Year 1336 (MCCCXXXVI) was a leap year starting on Monday (link will display the full calendar) of the Julian calendar.

Events 
 February 25
 Rather than be taken captive by the Teutonic Knights, 4,000 defenders of Pilėnai, Lithuania commit mass suicide.
 The Kenmu Restoration ends and the Muromachi period begins in Japan; start of the Nanboku-chō period.
 April 18 (unconfirmed) – Brothers Harihara and Bukka Raya found the Vijayanagara Empire on the southern part of the Deccan Plateau in South India.

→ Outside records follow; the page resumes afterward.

PR #4267, opened 2024-05-23
Autocomplete: reproduce buggy prompt where line suffix is missing

olafurpg:
Observe how the prompt does not include the `= b + a` suffix. The LLM generates the completion `finalResult = a + b`, which doesn't match the existing code so we return an empty completion.

### DIFF
--- a/agent/recordings/defaultClient_631904893/recording.har.yaml
+++ b/agent/recordings/defaultClient_631904893/recording.har.yaml
@@ -150,6 +150,122 @@ log:
         send: 0
         ssl: -1
         wait: 0
+    - _id: 53b60a708d430d769ccd5e7330c637e1
+      _order: 0
+      cache: {}
+      request:
+        bodySize: 348
+        cookies: []
+        headers:
+          - _fromType: array
+            name: accept-encoding
+            value: gzip;q=0
+          - _fromType: array
+            name: authorization
+            value: token
+              REDACTED_b09f01644a4261b32aa2ee4aea4f279ba69a57cff389f9b119b5265e913c0ea4
+          - _fromType: array
+            name: connection
+            value: keep-alive
+          - _fromType: array
+            name: content-type
+            value: application/json; charset=utf-8
+          - _fromType: array
+            name: user-agent
+            value: defaultClient / v1
+          - _fromType: array
+            name: accept
+            value: "*/*"
+          - _fromType: array
+            name: content-length
+            value: "348"
+          - name: host
+            value: sourcegraph.com
+        headersSize: 378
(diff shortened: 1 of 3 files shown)


agent/recordings/defaultClient_631904893/recording.har.yaml
```diff
@@ -150,6 +150,122 @@ log:
...
+          mimeType: application/json; charset=utf-8
+          params: []
+          textJSON:
+            maxTokensToSample: 256
+            messages:
+              - speaker: human
+                text: |-
+                  <filename>src/sum.ts<fim_prefix>// 
+                  export function sum(a: number, b: number): number {
+                      const <fim_suffix>
```
olafurpg, line 197: This is the bug, observe how we have removed the suffix `= b + a`

agent/recordings/defaultClient_631904893/recording.har.yaml
```diff
@@ -150,6 +150,122 @@ log:
...
+            value: v1
+        url: https://sourcegraph.com/.api/completions/code?client-name=defaultclient&client-version=v1
+      response:
+        bodySize: 324
+        content:
+          mimeType: text/event-stream
+          size: 324
+          text: |+
+            event: completion
+            data: {"completion":"finalResult = a + b","stopReason":"stop"}
```
olafurpg, line 222: The LLM generates `a + b` here, which doesn't match the actual suffix in the file so we return an empty completion

agent/src/index.test.ts
```diff
@@ -145,12 +148,15 @@ describe('Agent', () => {
...
     }, 10_000)
 
-    describe('Autocomplete', () => {
+    describe.only('Autocomplete', () => {
         it('autocomplete/execute (non-empty result)', async () => {
             await client.openFile(sumUri)
+            const doc = client.workspace.openUri(sumUri)
+            const position = doc.protocolDocument.selection!.start
+            console.log({ position, doc: doc.getText() })
             const completions = await client.request('autocomplete/execute', {
```
olafurpg, line 157: The test fails with the following error

```
 FAIL  |agent| src/index.test.ts > Agent > Autocomplete > autocomplete/execute (non-empty result)
AssertionError: expected 0 to be greater than 0
 ❯ src/index.test.ts:163:46
    161|             })
    162|             const texts = completions.items.map(item => item.insertText)
    163|             expect(completions.items.length).toBeGreaterThan(0)
       |                                              ^
    164|             expect(texts).toMatchInlineSnapshot(
    165|                 `
```
I expected there to be a single completion `finalResult`

PR #4269, opened 2024-05-23
Instrument embedding startup and load in VSCode

rafax:
Add tracing integration for Embedding startup and load (to complement the existing integration when querying).

## Test plan

- tested locally
- trace only


vscode/src/local-context/local-embeddings.ts
```diff
@@ -162,17 +162,23 @@ export class LocalEmbeddingsController
...
         logDebug('LocalEmbeddingsController', 'start')
-        await this.getService()
-        const repoUri = vscode.workspace.workspaceFolders?.[0]?.uri
-        if (repoUri && isFileURI(repoUri)) {
-            const loadedOk = await this.eagerlyLoad(repoUri)
-            if (!loadedOk) {
-                // failed to load the index, let's see if we should start indexing
-                if (this.canAutoIndex()) {
-                    this.index()
+        wrapInActiveSpan('embeddings.start', async span => {
```
philipp-spiess, line 165: If this is the root span and you want this to be sampled (and sent to the otel collector) you'd want to add a `span.setAttribute('sampled', true)`

philipp-spiess (approved):

vscode/src/local-context/local-embeddings.ts
rafax: Done

vscode/src/local-context/local-embeddings.ts
```diff
@@ -428,70 +435,91 @@ export class LocalEmbeddingsController
...
+                const noRemote = error.message === noRemoteErrorMessage
 
-            // TODO: Log telemetry error messages to prioritize supporting
-            // repos without remotes, other SCCS, etc.
+                const notAGitRepositoryErrorMessage = /does not appear to be a git repository/
+                const notGit = notAGitRepositoryErrorMessage.test(error.message)
 
-            this.lastRepo = { dir: repoDir, repoName: false }
-        }
+                let errorReason: GetFieldType<LocalEmbeddingsProvider, 'errorReason'>
```
janhartman, line 500: Maybe assign it to undefined by default and then you can get rid of the last else?

janhartman (approved):

PR #4270, opened 2024-05-23
Move inline edit tests to separate file

olafurpg:
This is the first step to address JetBrains performance problems for inline edit. While removing the test from index.test.ts, I skipped a flaky custom command test that keeps failing on unrelated changes (due
    to sensitive prompt).

## Test plan

Green CI. There is no functional difference here. Only refactoring tests.


olafurpg:
Closing since I will open this PR with spr.

PR #4277, opened 2024-05-23
Improve incremental document update

pkukielka:
## Test plan

In a client:

1.  open sourcegraph/cody , execute.ts  file
2.  Select whole ExecuteEditArguments interface block
3.  Click Document Code
4.  Undo edit (from inlay lens)
5.  Click Document Code again -> comments will appear in wrong

### DIFF
--- a/agent/src/agent.ts
+++ b/agent/src/agent.ts
@@ -403,11 +403,14 @@ export class Agent extends MessageHandler implements ExtensionClient {
                 this.workspace.loadDocumentWithChanges(documentWithUri)
             const textEditor = this.workspace.newTextEditor(textDocument)
             this.workspace.setActiveTextEditor(textEditor)
-            vscode_shim.onDidChangeTextDocument.fire({
-                document: textDocument,
-                contentChanges,
-                reason: undefined,
-            })
+
+            if (contentChanges) {
+                vscode_shim.onDidChangeTextDocument.fire({
+                    document: textDocument,
+                    contentChanges,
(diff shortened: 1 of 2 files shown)


olafurpg (approved):
Good catch. I will followup with a minor changes, but this is a great start

agent/src/agent.ts
```diff
@@ -403,11 +403,14 @@ export class Agent extends MessageHandler implements ExtensionClient {
                 this.workspace.loadDocumentWithChanges(documentWithUri)
             const textEditor = this.workspace.newTextEditor(textDocument)
             this.workspace.setActiveTextEditor(textEditor)
-            vscode_shim.onDidChangeTextDocument.fire({
-                document: textDocument,
-                contentChanges,
-                reason: undefined,
-            })
+
+            if (contentChanges) {
```
abeatrix, line 407: This will always be true even if contentChanges is empty right? Cause `Boolean([])` returns `true` ?
Will need to update to:

```suggestion
            if (contentChanges?.length) {
```

olafurpg: ha, I was just opening this PR to make the same comment, will fix in a followup PR

abeatrix: haha It's been fixed @olafurpg! https://github.com/sourcegraph/cody/pull/4278

olafurpg: https://github.com/sourcegraph/cody/pull/4279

 April 26 – The Ascent of Mount Ventoux is made by the Italian poet Petrarch: he claims to be the first since classical antiquity to climb a mountain for the view.
 May 19 – The governor of Baghdad, Oirat 'Ali Padsah, defeats Arpa Ke'un near Maraga, contributing to the disintegration of the Ilkhanate.

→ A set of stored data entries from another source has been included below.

PR #4279, opened 2024-05-23
Agent: make AgentWorkspaceDocuments more robust

olafurpg:
The PR https://github.com/sourcegraph/cody/pull/4277 was a lesson that we have very brittle code around dealing with document synchronization. This PR is an attempt to improve code health by

- Adding tests!
- Being more rigorous with null handling
- Making the code a bit easier to follow (hopefully)

## Test plan

See new test suite.

### DIFF
--- a/agent/src/AgentTextEditor.ts
+++ b/agent/src/AgentTextEditor.ts
@@ -1,0 +1,92 @@
+import { logDebug } from '@sourcegraph/cody-shared'
+import * as vscode from 'vscode'
+import type { AgentTextDocument } from './AgentTextDocument'
+import type { EditFunction } from './AgentWorkspaceDocuments'
+
+export class AgentTextEditor implements vscode.TextEditor {
+    constructor(
+        private readonly agentDocument: AgentTextDocument,
+        private readonly params?: { edit?: EditFunction }
+    ) {}
+    get document(): vscode.TextDocument {
+        return this.agentDocument
+    }
+    get selection(): vscode.Selection {
+        const protocolSelection = this.agentDocument.protocolDocument.selection
+        const selection: vscode.Selection = protocolSelection
+            ? new vscode.Selection(
+                  new vscode.Position(protocolSelection.start.line, protocolSelection.start.character),
+                  new vscode.Position(protocolSelection.end.line, protocolSelection.end.character)
+              )
+            : // Default to putting the cursor at the start of the file.
+              new vscode.Selection(new vscode.Position(0, 0), new vscode.Position(0, 0))
+        return selection
+    }
+    get selections(): readonly vscode.Selection[] {
+        return [this.selection]
+    }
+    get visibleRanges(): readonly vscode.Range[] {
+        const protocolVisibleRange = this.agentDocument.protocolDocument.visibleRange
+        const visibleRange = protocolVisibleRange
+            ? new vscode.Selection(
+                  new vscode.Position(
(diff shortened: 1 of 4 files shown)


agent/src/agent.ts
```diff
@@ -404,7 +404,7 @@ export class Agent extends MessageHandler implements ExtensionClient {
             const textEditor = this.workspace.newTextEditor(textDocument)
             this.workspace.setActiveTextEditor(textEditor)
 
-            if (contentChanges) {
+            if (contentChanges?.length) {
```
olafurpg, line 407: No test for this bug, but related fix from https://github.com/sourcegraph/cody/pull/4277/files#r1612093296

olafurpg: Was already fixed

abeatrix (approved):
havent tested it locally but the code lgtm! Thanks for adding the tests too!

olafurpg (commented):
I'm planning to fix [CODY-1829 : Handle null values in the protocol](https://linear.app/sourcegraph/issue/CODY-1829/handle-null-values-in-the-protocol) separately, where we add `| null` to the most important protocol properties.

agent/src/AgentWorkspaceDocuments.ts
```diff
@@ -44,33 +44,53 @@ export class AgentWorkspaceDocuments implements vscode_shim.WorkspaceDocuments {
     } {
         const fromCache = this.agentDocuments.get(document.underlying.uri)
         if (!fromCache) {
-            return { document: new AgentTextDocument(document), contentChanges: [] }
+            const result = new AgentTextDocument(document)
+            this.agentDocuments.set(document.underlying.uri, result)
```
olafurpg, line 48: The old flow was very weird, we populated the map at call site every single time, instead of doing it only once here.

olafurpg:
The integration tests caught a very critical regression (nice!). While fixing this, I saw that our implementation of `vscode.TextEditor` is not using a singleton instance for selection, which I'm fixing now.

olafurpg:
I will do a second round of review tomorrow since the additional diff ended up being quite large after your approval @abeatrix .

olafurpg:
Just to be 100% sure, I ran VS Code with the local diff

```diff
--- a/vscode/src/main.ts
+++ b/vscode/src/main.ts
@@ -753,6 +753,11 @@ const register = async (
         platform.extensionClient.provide({ enterpriseContextFactory }),
     ])
     disposables.push(extensionClientDispose)
+    for (const editor of vscode.window.visibleTextEditors) {
+        setInterval(() => {
+            console.log({ uri: editor.document.uri.toString(), text: editor.document.getText() })
+        }, 1000)
+    }
```

and confirmed that the text contents reflect the latest version as I make changes to the document even if I reuse the `vscode.TextEditor` instance.

agent/src/AgentTextEditor.ts
```diff
@@ -0,0 +1,92 @@
...
+            cursorStyle: undefined,
+            insertSpaces: undefined,
+            lineNumbers: undefined,
+            // TODO: fix tabSize
+            tabSize: 2,
+        }
+    }
+    viewColumn = vscode.ViewColumn.Active
+
+    // IMPORTANT(olafurpg): `edit` must be defined as a fat arrow. The tests
```
olafurpg, line 52: This issue took me almost an hr to debug. Makes me wonder what other latent bugs we have caused by usage of class methods over property fat arrows.

PR #4280, opened 2024-05-24
Handle JSON RPC Null Values

RXminuS:
TODO: Find all places where we break this rule

### DIFF
--- a/agent/src/AgentWorkspaceDocuments.ts
+++ b/agent/src/AgentWorkspaceDocuments.ts
@@ -59,15 +59,15 @@ export class AgentWorkspaceDocuments implements vscode_shim.WorkspaceDocuments {
             }
         }
 
-        if (document.content === undefined) {
+        if ((document.content ?? undefined) === undefined) {
             document.underlying.content = fromCache.getText()
         }
 
-        if (document.selection === undefined) {
+        if ((document.content ?? undefined) === undefined) {
             document.underlying.selection = fromCache.protocolDocument.selection
         }
 
-        if (document.visibleRange === undefined) {
+        if ((document.content ?? undefined) === undefined) {
             document.underlying.visibleRange = fromCache.protocolDocument.visibleRange
         }
 


agent/src/AgentWorkspaceDocuments.ts
```diff
@@ -59,15 +59,15 @@ export class AgentWorkspaceDocuments implements vscode_shim.WorkspaceDocuments {
             }
         }
 
-        if (document.content === undefined) {
+        if ((document.content ?? undefined) === undefined) {
```
pkukielka, line 62: I think `if (!!document.content)` should also work.

RXminuS: Nope because then "" also gets overwritten

RXminuS: ?? Only sets to the default value if it's null or undefined

pkukielka: You are right, although it is only problem for strings.
Although it might be better to play safe and just use common pattern everywhere to not miss something...

agent/src/AgentWorkspaceDocuments.ts
```diff
@@ -59,15 +59,15 @@ export class AgentWorkspaceDocuments implements vscode_shim.WorkspaceDocuments {
...
             document.underlying.content = fromCache.getText()
         }
 
-        if (document.selection === undefined) {
+        if ((document.content ?? undefined) === undefined) {
```
pkukielka, line 66: `document.selection` ^^

agent/src/AgentWorkspaceDocuments.ts
```diff
@@ -59,15 +59,15 @@ export class AgentWorkspaceDocuments implements vscode_shim.WorkspaceDocuments {
...
             document.underlying.selection = fromCache.protocolDocument.selection
         }
 
-        if (document.visibleRange === undefined) {
+        if ((document.content ?? undefined) === undefined) {
```
pkukielka, line 70: `document.visibleRange` ^^

olafurpg:
I have another PR that fixes the same issue along with a host of other problems (`TextEditor.selection` not reflecting the latest value like it does in VSC), and adds tests https://github.com/sourcegraph/cody/pull/4279

olafurpg:
Superseded by #4279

 July 4 – Battle of Minatogawa: Ashikaga Takauji defeats Japanese Imperial forces, under Kusunoki Masashige and Nitta Yoshisada.

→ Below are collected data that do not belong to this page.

PR #4283, opened 2024-05-24
Add tests for changes calc

mkondratek:
## Test plan
- CI

### DIFF
--- a/agent/src/calculateContentChanges.test.ts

 July 21–22 – Aberdeen, Scotland is burned by the English.
 September 20 – The reign of Emperor Kōmyō, second of the Ashikaga Pretenders to the Northern Court of Japan, begins.

Births 
 April 9 – Timur, founder of the Timurid Empire (d. 1405)
 July 25 – Albert I, Duke of Bavaria (d. 1404)
 date unknown 
 Gao Qi, Chinese poet (d. 1374)
 Cyprian, Metropolitan of Kiev (died 1406)
 probable
 Stefan Uroš V, Emperor of the Serbs (d. 1371)

Deaths 

 January 20 – John de Bohun, 5th Earl of Hereford (b. 1306)
 February 25 – Margiris, Duke of Samogitia
 March 20 – Maurice Csák, Hungarian Dominican friar (b. c. 1270)
 May 17 – Emperor Go-Fushimi of Japan (b. 1288)
 July 4 – Elizabeth of Portugal, queen consort and saint (b. 1271)
 September 5 – Charles d'Évreux (b. 1305)
 date unknown
 Bernard VIII, Count of Comminges (b. c. 1285)
 Arpa Ke'un, Ilkhanid ruler
 Guillaume Pierre Godin, French Dominican philosopher (b. c. 1260)
 Hugh II of Arborea
 Ramon Muntaner, Catalan soldier and writer (b. 1270)
 Cino da Pistoia, Italian poet (b. 1270)
 Richard of Wallingford, English monk and mathematician (b. 1292)
 Ghiyas al-Din ibn Rashid al-Din, Ilkhanate politician
 Turgut Alp, Kayi and Ottoman soldier and commander in-chief (b. 1200) at the age of 136.